The Taoiseach condemned "How this country responded to the particular needs of single women and their children at a time when they most needed support and protection."

"This should have been forthcoming from the fathers, family and friends, their community, their churches and their state but so often it was not."

"The most striking thing", he said, "is the shame felt by women who became pregnant outside of marriage and the stigma which was so cruelly attached to their children".

"A dearth of sex education often left young women confused and unaware as to why they had become pregnant," he said, adding that some of these pregnancies were the result of rape and incest.

Children born outside of marriage were outcast and stigmatised, and suffered  "heartbreaking exploitation, neglect and abuse" in the communities where they were placed.

"This was unforgivable," and "a terrible burden on their lives", he said.

"We had a particularly warped attitude to intimacy and sexuality, and young mothers and their sons and daughters paid a terrible price".

"We must acknowledge it as a part of our nantional history," Mr Martin said, and stated that "we must do what we can" to show deep remorse for those who were "treated so cruelly".

Ireland was a cold and harsh environment for women, and while mothers were not "legally forced" to enter the institutions, most had no choice.

"The report does not answer all the deeply personal questions on the burial arrangements for many of the children who died in these institutions in many cases the burial location remains unknown," he said.

"There are no records for a number of the large institutions where significant numbers of infants are known to have died including Tuam, Bessborough, Castlepollard and Sean Ross.
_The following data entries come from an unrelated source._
PR #746, opened 2021-01-11
Fix RepetitionTaskTest flakiness

puzpuzpuz:
Increases timeouts in order to fix the following `RepetitionTaskTest` flakiness on Windows CI machine:
http://jenkins.hazelcast.com/job/NodeJS-12-windows-master/71/testReport/junit/(root)/should%20be%20cancelled%20after%20interval/RepetitionTaskTest_should_be_cancelled_after_interval/
```
should be cancelled after interval.RepetitionTaskTest should be cancelled after interval (from RepetitionTaskTest)

Error Message
expected 1 to equal 2
Stacktrace
AssertionError: expected 1 to equal 2
    at Context.<anonymous> (test\unit\RepetitionTaskTest.js:58:31)
    at runNextTicks (internal/process/task_queues.js:62:5)
    at processTimers (internal/timers.js:489:9)
```

### DIFF
--- a/test/unit/RepetitionTaskTest.js
+++ b/test/unit/RepetitionTaskTest.js
@@ -52,7 +52,7 @@ describe('RepetitionTaskTest', function () {
         await TestUtil.promiseWaitMilliseconds(200);
         Util.cancelRepetitionTask(task);
         expect(counter).to.be.equal(2);
-        await TestUtil.promiseWaitMilliseconds(50);
+        await TestUtil.promiseWaitMilliseconds(75);
         expect(counter).to.be.equal(2);
     });
 
--- a/test/unit/RepetitionTaskTest.js
+++ b/test/unit/RepetitionTaskTest.js
@@ -23,45 +23,41 @@ describe('RepetitionTaskTest', function () {
 
     it('should be cancelled before timeout', async function () {
         let counter = 0;
-        const task = Util.scheduleWithRepetition(function () {
-            counter++;
-        }, 50, 75);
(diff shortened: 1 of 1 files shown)


test/unit/RepetitionTaskTest.js
```diff
@@ -23,45 +23,41 @@ describe('RepetitionTaskTest', function () {
...
-            counter++;
-        }, 50, 75);
+        const task = Util.scheduleWithRepetition(() => counter++, 50, 100);
 
-        await TestUtil.promiseWaitMilliseconds(130);
+        await TestUtil.promiseWaitMilliseconds(200);
         Util.cancelRepetitionTask(task);
         expect(counter).to.be.equal(2);
-        await TestUtil.promiseWaitMilliseconds(75);
+        await TestUtil.promiseWaitMilliseconds(50);
```
mdumandag, line 55: Minor: Should this be something larger than 50 ms(maybe 75ms) to make sure that the task is not run the third time? Because the total wait time is 250ms and the task is supposed to run three times after 250ms of its creation, so I am not sure whether or not this test would deterministically fail if there were some problems in the implementation

mdumandag (approved):

test/unit/RepetitionTaskTest.js
puzpuzpuz: Good suggestion. Changed the wait time to 75ms. See 6fdda4049efb1311921d549ed83840adfdba8eb9

PR #751, opened 2021-01-18
Support new metrics binary format for client stats

### LINKED ISSUE #556: Integrate with 4.0 client statistics
As the binary format of client statistics (metrics to be more precise) has changed in IMDG 4.0 (see [this class](https://github.com/hazelcast/hazelcast/blob/bc6923733a4cc2f485e093ba0fa3bccf16bd5bac/hazelcast/src/main/java/com/hazelcast/internal/metrics/impl/MetricsCompressor.java) to learn the new format), we need either to implement support for it in Node.js client or disable this feature until the next minor release.

We should also consider introducing a new, simplified version of the format, so that the migration would be easier for all non-Java clients.

puzpuzpuz:
Closes #556

For backward-compatibility purposes, metrics are written into both client attributes and new metrics binary.

Binary generator core PR: https://github.com/hazelcast/hazelcast/pull/18066

Related MC issues:
- https://github.com/hazelcast/management-center/issues/4165
- https://github.com/hazelcast/management-center/issues/4166


src/statistics/Statistics.ts
```diff
@@ -167,31 +190,85 @@ export class Statistics {
...
+    }
 
-        for (const gaugeName in this.allGauges) {
-            const gaugeValueFunc = this.allGauges[gaugeName];
+    private addSimpleMetric(compressor: MetricsCompressor,
+                            metric: string,
+                            value: number,
+                            type: ValueType,
+                            unit?: ProbeUnit): void {
+        const dotIdx = metric.lastIndexOf('.');
```
mdumandag, line 231: Maybe not a big deal since the gauge names are pretty short, but maybe we can separate them in the registration part and get rid of this index checks are substring operations. `this.registerGauge('runtime.maxMemory', ...` -> `this.registerGauge('runtime', 'maxMemory', ...`

src/statistics/Statistics.ts
```diff
@@ -218,25 +295,79 @@ export class Statistics {
...
+                ValueType.LONG, ProbeUnit.COUNT);
+            this.addNearCacheMetric(stats, compressor,
+                'ownedEntryCount', name, nameWithPrefix, nearCacheStats.entryCount,
+                ValueType.LONG, ProbeUnit.COUNT);
+            this.addNearCacheMetric(stats, compressor,
+                'expirations', name, nameWithPrefix, nearCacheStats.expiredCount,
+                ValueType.LONG, ProbeUnit.COUNT);
+
+            // kept for backwards-compatibility purposes with Management Center 4.0
+            this.addEmptyAttribute(stats, 'lastPersistenceDuration', nameWithPrefix);
```
mdumandag, line 326: What happens when you don't send them? I see that in Python client, we don't send empty values for those below

src/statistics/MetricsCompressor.ts
```diff
@@ -0,0 +1,382 @@
...
+export enum ProbeUnit {
+
+    BYTES = 0,
+    MS = 1,
+    NS = 2,
+    PERCENT = 3,
+    COUNT = 4,
+    BOOLEAN = 5,
+    ENUM = 6,
+    US = 7
```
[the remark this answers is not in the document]
puzpuzpuz: I don't like the idea of porting dead code, so I left a comment. See dd2a2e094520d0c039e064720bc61ee5de8ec71c

src/statistics/MetricsCompressor.ts
```diff
@@ -0,0 +1,382 @@
...
+            this.metricsBuffer.writeInt(this.getDictionaryId(descriptor.metric));
+        }
+        if ((mask & MASK_DISCRIMINATOR) === 0) {
+            this.metricsBuffer.writeInt(this.getDictionaryId(descriptor.discriminator));
+        }
+        if ((mask & MASK_DISCRIMINATOR_VALUE) === 0) {
+            this.metricsBuffer.writeInt(this.getDictionaryId(descriptor.discriminatorValue));
+        }
+        if ((mask & MASK_UNIT) == 0) {
+            this.metricsBuffer.writeByte(descriptor.unit);
```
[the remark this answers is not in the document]
puzpuzpuz: Good finding. Initially I assumed the `unit` is always present, but found that it may be `null` in Java client's stats gauges. Forgot to update this part of the code accordingly. Fixed in dd2a2e094520d0c039e064720bc61ee5de8ec71c

src/statistics/MetricsCompressor.ts
```diff
@@ -0,0 +1,382 @@
...
+        }
+
+        // include excludedTargets and tags bytes for compatibility purposes
+        if ((mask & MASK_EXCLUDED_TARGETS) == 0) {
```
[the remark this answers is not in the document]
puzpuzpuz: Yes, we need them. That's for the very first iteration when `lastDescriptor` is `undefined` and then the `mask` is `0` (see `calculateDescriptorMask()`).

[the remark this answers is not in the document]
mdumandag: Oh sorry, I was wrong, we write them if their bits are not set

src/statistics/MetricsCompressor.ts
```diff
@@ -0,0 +1,382 @@
...
+    private writeDictionary(): void {
+        const words = this.dictionary.words();
+        this.dictionaryBuffer.writeInt(words.length);
+
+        let lastWordText = '';
+        for (const word of words) {
+            const wordText = word.word;
+            if (wordText.length > UNSIGNED_BYTE_MAX_VALUE) {
+                // this should have been checked earlier, this is a safety check
+                throw new Error('Dictionary element too long: ' + wordText);
```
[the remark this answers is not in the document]
puzpuzpuz: > Can this throw cause problems in our code? I guess nobody is catching it, will it terminate the process?

That depends on Node.js version and it's possible to override the default behavior. See https://nodejs.org/api/process.html#process_event_uncaughtexception

This error shouldn't be thrown and if it gets thrown, it's a bug. But I agree that we could make things slightly more safe here. Addressed in 61eb68eb0afd67d896880137fd39841c34446b99

src/statistics/Statistics.ts
puzpuzpuz: I'd prefer to keep them as is as current approach makes registration and gauge handling more readable. These `String.lastIndexOf()` should be pretty cheap especially when compared with the subsequent zlib compression.

src/statistics/Statistics.ts
puzpuzpuz: If we don't send them, MC won't receive them. But I didn't check how MC 4.0 behaves when they're not present. Going to do a quick check now.

src/statistics/Statistics.ts
mdumandag: Ok, sounds good to me

src/statistics/Statistics.ts
puzpuzpuz: I tried to remove all null gauges and empty near cache stats and so no issues in MC 4.0 apart from https://github.com/hazelcast/management-center/issues/4165 which is a known issue.

So, I removed all of these gauges and got rid of `addEmptyAttribute()` method. See bf6d04783b65fef8d92a2fa8bb723a9408415ae9

puzpuzpuz:
@mdumandag could you take another look at the PR? All comments seem to be addressed.

mdumandag (approved):
Thanks for the changes, it looks good to me

puzpuzpuz:

puzpuzpuz:
@mdumandag I've pushed the workaround fix discussed in https://github.com/hazelcast/management-center/issues/4165 to include it into this PR. Please check e1786f39bd7c94eb98088578a75be136b65cef18

mdumandag:
Looks good to me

While this is difficult, options for dignified remembrance and memorialisation will be implemented where this is not already the case."

The site of the former mother and baby home in Tuam, Co. Galway (Image: RollingNews.ie)
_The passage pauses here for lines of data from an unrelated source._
PR #802, opened 2021-02-13
Replace utf with string in public API 

### LINKED ISSUE #801: [TRACKING ISSUE] Do not use deprecated methods of ObjectDataInput/Output, PortableRead…

See https://github.com/hazelcast/hazelcast/pull/18178 for details.

---

…er/Writer, and ClassDefinitionBuilder

We have deprecated methods containing `UTF` in their names and
introduced new methods that contain `String` instead of it in https://github.com/hazelcast/hazelcast/pull/18100.

This is a cleanup PR to use newly introduced methods instead of the
deprecated ones. The change is done automatically via IDE and
verified manually by going over the changes.

EE Counterpart: https://github.com/hazelcast/hazelcast-enterprise/pull/3939

srknzl:
Methods containing "utf" is replaced with "string", and old ones are deprecated.

Closes #801 and #792


srknzl:
verify

src/serialization/Data.ts
```diff
@@ -124,10 +124,20 @@ export interface DataOutput {
 
     writeShortArray(shorts: number[]): void;
 
+    /** @deprecated since version 4.1.
```
mdumandag, line 127: Since version should be 4.2, we already released 4.1. Also, it would be good if we can also link the suggested method so that users can easily navigate to it while reading the documentation.

Can you also update the other places?

src/serialization/ObjectData.ts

The state will endeavour to assist children born in the institutions to find their birth families, as "access to one's identify is a basic right".

An enhanced medical card, counselling and patient liaison support services will become available to all former residents, both the mothers and their children.

"I want to reassure survivors, their families and the country, that this Government is determined to act on all the recommendations of the Report and to deliver the legislative change necessary to at least start to heal the wounds that endure."